Yes, I am, and no, I'm not telling you that - I'm saying it doesn't work on its own.

It's not a zero-setup-cost solution, but it is a block-level solution that lots of smaller companies don't know about or consider - they just switch to Basic authentication, forego the benefits of pre-authentication, and plonk the server in the DMZ.

That "alternative to fighting" I mentioned earlier is ISA Server 2006. You plonk ISA Server into the domain, either as or behind your outer firewall (depending on number of NICs). Then, you use ISA to publish the website. (ISA's publishing capabilities are laid out in gory detail here).

The website itself doesn't get put anywhere near the Internet, it gets to stay inside the safer part of the network.

How does that help?

ISA has the capability of authenticating a client connection using Basic (Internet friendly!) or Forms authentication (also Internet friendly!) then performing Kerberos Constrained Delegation inside the firewall. It converts one form of authentication into another.

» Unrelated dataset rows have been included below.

PR #939, opened 2020-06-29
GitHub linter

### LINKED ISSUE #938: Implement linters for Python, CSS, JS, JSON and YML files
As discussed in https://github.com/HTTPArchive/almanac.httparchive.org/issues/933#issuecomment-651228508 GitHub has a [superlinter](https://github.blog/2020-06-18-introducing-github-super-linter-one-linter-to-rule-them-all/) which will help to find typos and ensure a consistent coding style.

This can run through a GitHub action when a pull request is submitted so the requester gets quick feedback and can correct their code.

Downsides:
- Linting can lead to a large clean up when applying to old code
- It can enforce overly strict rules that annoy more than help. Key is to tune the rules to those useful for us. And change them if we want.

bazzadp:
Fixes #938 and implements linters on all our languages except HTML/Jinja2 templates.

Note it only runs on the files in the PR, and it does not block opening the PR (nor even merging if we want to ignore the errors - but let's try to avoid that!).

@ibnesayeed could you review the config and let me know your feedback?

@rviscomi / @catalinred quite a few changes to the files (particularly CSS) correcting minor errors or styling fixes. Would be good if one (or both!) of you could review those in case I made a typo. Have run the site and all looks good to me.

A lot of commits, as that was way of testing it - but they'll all be collapsed into one if/when we merge.

We can fine tune the rules if we find them too strict. Have already done that but let the ones in that I thought would be useful and ensure consistency.


.github/workflows/linter.yml
```diff
@@ -0,0 +1,62 @@
...
+#  * YML - default rules
+# Exception config files are in the .github/linters directory
+
+#############################
+# Start the job on all push #
+#############################
+on:
+  push:
+    branches-ignore:
+      - 'main'
```
ibnesayeed, line 27: Are we relying on contributors to ensure their code was linted in their branches and not running in in PRs?

.github/linters/.markdown-lint.yml
```diff
@@ -0,0 +1,38 @@
...
+MD029: false                  # Ordered list item prefix
+MD033: false                  # Allow inline HTML
+MD034: false                  # Allow base URLs
+MD036: false                  # Emphasis used instead of a heading
+MD040: false                  # Don't demand language for all code blocks
+
+#################
+# Rules by tags #
+#################
+blank_lines: false  # Error on blank lines
```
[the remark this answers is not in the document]
bazzadp: Fair point. Fixed.

.github/linters/.python-lint
```diff
@@ -0,0 +1,551 @@
...
+
+# List of valid names for the first argument in a metaclass class method.
+valid-metaclass-classmethod-first-arg=mcs
+
+
+[EXCEPTIONS]
+
+# Exceptions that will emit a warning when being caught. Defaults to
+# "Exception"
+overgeneral-exceptions=Exception
```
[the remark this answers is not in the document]
bazzadp: Fixed

.github/linters/.stylelintrc.json
```diff
@@ -0,0 +1,45 @@
...
+            }
+        ],
+        "value-keyword-case": [
+            "lower",
+            {
+                "ignoreKeywords": ["Art","A4"]
+            }
+        ]
+    }
+}
```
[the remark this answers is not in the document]
bazzadp: Fixed

.github/workflows/linter.yml
```diff
@@ -0,0 +1,62 @@
...
+        uses: docker://github/super-linter:v2.2.0
+        env:
+          VALIDATE_ALL_CODEBASE: false
+          DEFAULT_BRANCH: main
+          VALIDATE_YAML: true
+          VALIDATE_JSON: true
+          VALIDATE_PYTHON: true
+          VALIDATE_JAVASCRIPT_ES: true
+          VALIDATE_CSS: true
+          VALIDATE_MD: true
```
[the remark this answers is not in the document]
bazzadp: Fixed.

.github/workflows/linter.yml
bazzadp: That's a bit sucky that the [example action config](https://github.com/github/super-linter#example-connecting-github-action-workflow) is for pushed. Changed it to run on pull requests instead.

.github/workflows/linter.yml
```diff
@@ -0,0 +1,59 @@
...
+######################################
+# Start the job on all pull requests #
+######################################
+on: pull_request
+
+###############
+# Set the Job #
+###############
+jobs:
+  build:
```
ibnesayeed, line 30: Linting only on PRs means people will not get their code linted as they commit into their forks before creating a PR.

```suggestion
#########################
# Lint each push and PR #
#########################
on:
  - push
  - pull_request

###############
# Set the Job #
###############
jobs:
  lint:
    ########################################
    # Skip duplicate job for local brances #
    ########################################
    if: github.event_name == 'push' || github.event.pull_request.head.repo.full_name != github.repository
```

bazzadp: That’s true. Though on other hand some might get annoyed at running a whole lint job on every commit if code is work in progress. But guess they can just ignore the feedback.

Can you explain that last line to me? So that means it will run on all pushes, but only in pull requests from forks?

If so I’ve two questions:
1. We probably don’t need to run this on pushes to `main` in this primary repo, after accepting a PR. But then do want to run on `main` for forks as some people do develop on that.
2. Does this mean it will not run on ably PRs from this repo? Some of us work in branches in the main repo rather than forks and I would like to know when the PR is submitted that the linters are all green.

ibnesayeed: It is very important to run lint and test tasks on each push to ensure no push is causing any new issues. These CI processes run asynchronously, so they should not bother anyone. On the other hand, one can leverage them to incrementally improve the work in progress. Note that these jobs will only run when one or more commits are actually pushed to GH infrastructure, not when we are committing changes incrementally on our local development machines.

It is also important to run these tasks on PRs to ensure that the maintainers decide what failures they are willing to tolerate, not the contributor who may have created a PR with failing tests/lints in her/his fork.

This means, when maintainers create a branch in this repo (not in a separate fork) and then create a PR to the main branch, these jobs will be triggered twice at the same time in the same repo, one for the pus action and the other for the PR. This is where the `if:` condition comes in handy. It will let all the pushes run the job, but in case of PRs, it will only run name of the head repo is not the same as this repo (i.e., skipping jobs on PRs from the local branches). I will note here that in case of skipped jobs, we will see an ugly looking skipped task in the PR, but that is better than simultaneous duplicate run. I hope GH comes up with a better solution for this scenario.

Finally, we can skip this job to run when changes are pushed (or PRs are merged) into teh main branch, but there is actually no harm if we let it run once again asynchronously. That's why I did not exclude the main branch. This also means, if someone with write permission accidentally pushes something to the main branch directly, at least those changes will be linted/tested.

bazzadp: I have a slightly different take:

It is very important for them to run on PRs, as that means the results can be checked before the PR is merged. The result is then also shown in the pull result itself allowing a reviewer to check that as part of their PR review.

It would be very handy to run them on every commit, so developers can correct as they go along, and won't have a load of corrections to do at the end, after they've opened the pull request. The downside to this, is that there is no GUI to note the fact it fails (like in pull requests). Yes the pusher should get an email, and it's available in the Actions tab but not quite as nice as seeing a nicely linked status in the pull request. Another downside is GitHub actions can take time, and you are limited to the amount you can run. So two or three commits in quick succession could create a queue (how often have we all hit "push" – or "send" on an email – and then immediately spotted a typo!). The fact it only runs on the changed files is good, but the action still takes a few mins, to launch, checkout that branch, download the action docker file...etc.

So I agreed it would be ideal to have both, but to me doing it on a PR is a _must-have_ for me to protect the code, and doing it on a push is a _nice-to-have_.

My concern with not doing it on PRs for branches with-in this repo is would the results show in the pull request? Let's say I opened a branch (with-in this repo), then committed bad code to that branch, ignored the lint failures, and then opened a pull request. I thought with your change would me the pull request reviewer would not see the results of the action in the pull request. But testing it, it looks like that is not the case - it _does_ show the action of the last action in the pull request. Excellent - didn't realise it did that.

So have made your change and will merge if you are happy now?

bazzadp:
> In the future, we might fine-tune stylelint's `number-leading-zero` to `never` maybe.

Out of interest, is this a language/region specific thing? E.g. In French or Spanish is .5 more common than 0.5? Personally I think the latter is much clearer, but that could be just because I'm more used to it.

There's a few others we may want to consider turning off that I would be OK with (e.g. allow `0px` rather than insist on `0`), and some I'd more prefer to leave on but could be persuaded (e.g. allowing `#5C687D` as well as `#5c687d`, or allowing `#ffffff` as well as `#fff` - I'd prefer to standardise to make any search and/or replace easier).

I've tried to balance the rules with usefulness, versus painfulness. They are reasonably strict at the moment but didn't take a huge amount to get our code into shape, so hopefully won't be too burdensome. We can always tweak if that is the case and the linter configurations in this PR should give whoever wants to do that, a pointer on how to do that.

catalinred:
Definitely not a region or language specific thing but I usually prefer writing `.5` instead of `0.5` or `0` instead of `0px`. 

Not that size is a real problem in this case, but this results in less bytes and cleaner CSS declarations.

bazzadp:
> Definitely not a region or language specific thing but I usually prefer writing `.5` instead of `0.5` or `0` instead of `0px`.
> 
> Not that size is a real problem in this case, but this results in less bytes and cleaner CSS declarations.

OK, personally I think `0.5` is clearer and less likely to miss the small `.`, and that's the way it's currently set up. Then again, I also think `0px` is also clearer but swallowed my preference there and did go with the recommended `0` for that. Let's leave it as is for now and see if lots of others prefer differently and can tweak.

@ibnesayeed will wait for your feedback here and then merge. Think this will be a great addition to the development process so thanks for suggesting!

.github/workflows/linter.yml
```diff
@@ -0,0 +1,65 @@
...
+#  * Python - Only change from default is to set ignored-modules=flask, flask-talisman...etc.
+#  * CSS - Tweaked to ignore some Prince/Normalise exceptions and some whitespace exceptions
+#  * JS - default rules
+#  * JSON - default rules
+#  * YML - default rules
+# Exception config files are in the .github/linters directory
+
+######################################
+# Start the job on all pull requests #
+######################################
```
ibnesayeed, line 23: This comment does not reflect the actual situation.

```suggestion
##########%%%###############
# Lint on each push and PR #
############################
```

.github/workflows/linter.yml
```diff
@@ -0,0 +1,65 @@
...
+on:
+  - push
+  - pull_request
+
+###############
+# Set the Job #
+###############
+jobs:
+  build:
```
ibnesayeed, line 32: It is a not a build job (not that it will affect the process).

```suggestion
  lint:
```

.github/workflows/linter.yml
ibnesayeed: > My concern with not doing it on PRs for branches with-in this repo is would the results show in the pull request?

Yes, two tasks will show up in the PR that will be triggered due to two two different events (push and PR). However, they will essentially be doing the same thing simultaneously, so it is better to skip one of them. That's why I suggested the scary-looking `if:` condition.

.github/workflows/linter.yml
bazzadp: Fixed. In fact I've rewritten all the comment lines more in keeping with our other actions.

.github/workflows/linter.yml
bazzadp: Fixed.

.github/workflows/linter.yml
```diff
@@ -0,0 +1,48 @@
...
+    if: github.event_name == 'push' || github.event.pull_request.head.repo.full_name != github.repository
+    # Set the agent to run on
+    runs-on: ubuntu-latest
+    steps:
+      # Checkout the code base
+      - name: Checkout Code
+        uses: actions/checkout@v2
+
+      # Run Linter against code base #
+      - name: Lint Code Base
```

There's a big document on ISA 06 authentication options here.

Once ISA has converted the protocol to Kerberos, you're free to do whatever you'd normally do in an Intranet scenario, but only with the nominated website - the website can then use your pre-existing Kerberos delegation setup to do Native Authentication to a SQL Server, or talk to Active Directory, or, well, whatever.

You also gain the not-insubstantial added benefit of ISA being able to pre-authenticate and authorize clients - so that by the time the client even touches your actual website, you know who they are (or at the very least, who they've successfully been able to impersonate), and can potentially even restrict the users allowed to hit it to certain groups (keep in mind that this is before they've even seen a "real" web page on your web server - you have had to write zero code for this).

ISA's the same solution we recommend to help secure our premier applications - Exchange and Sharepoint - so why not use it for yours?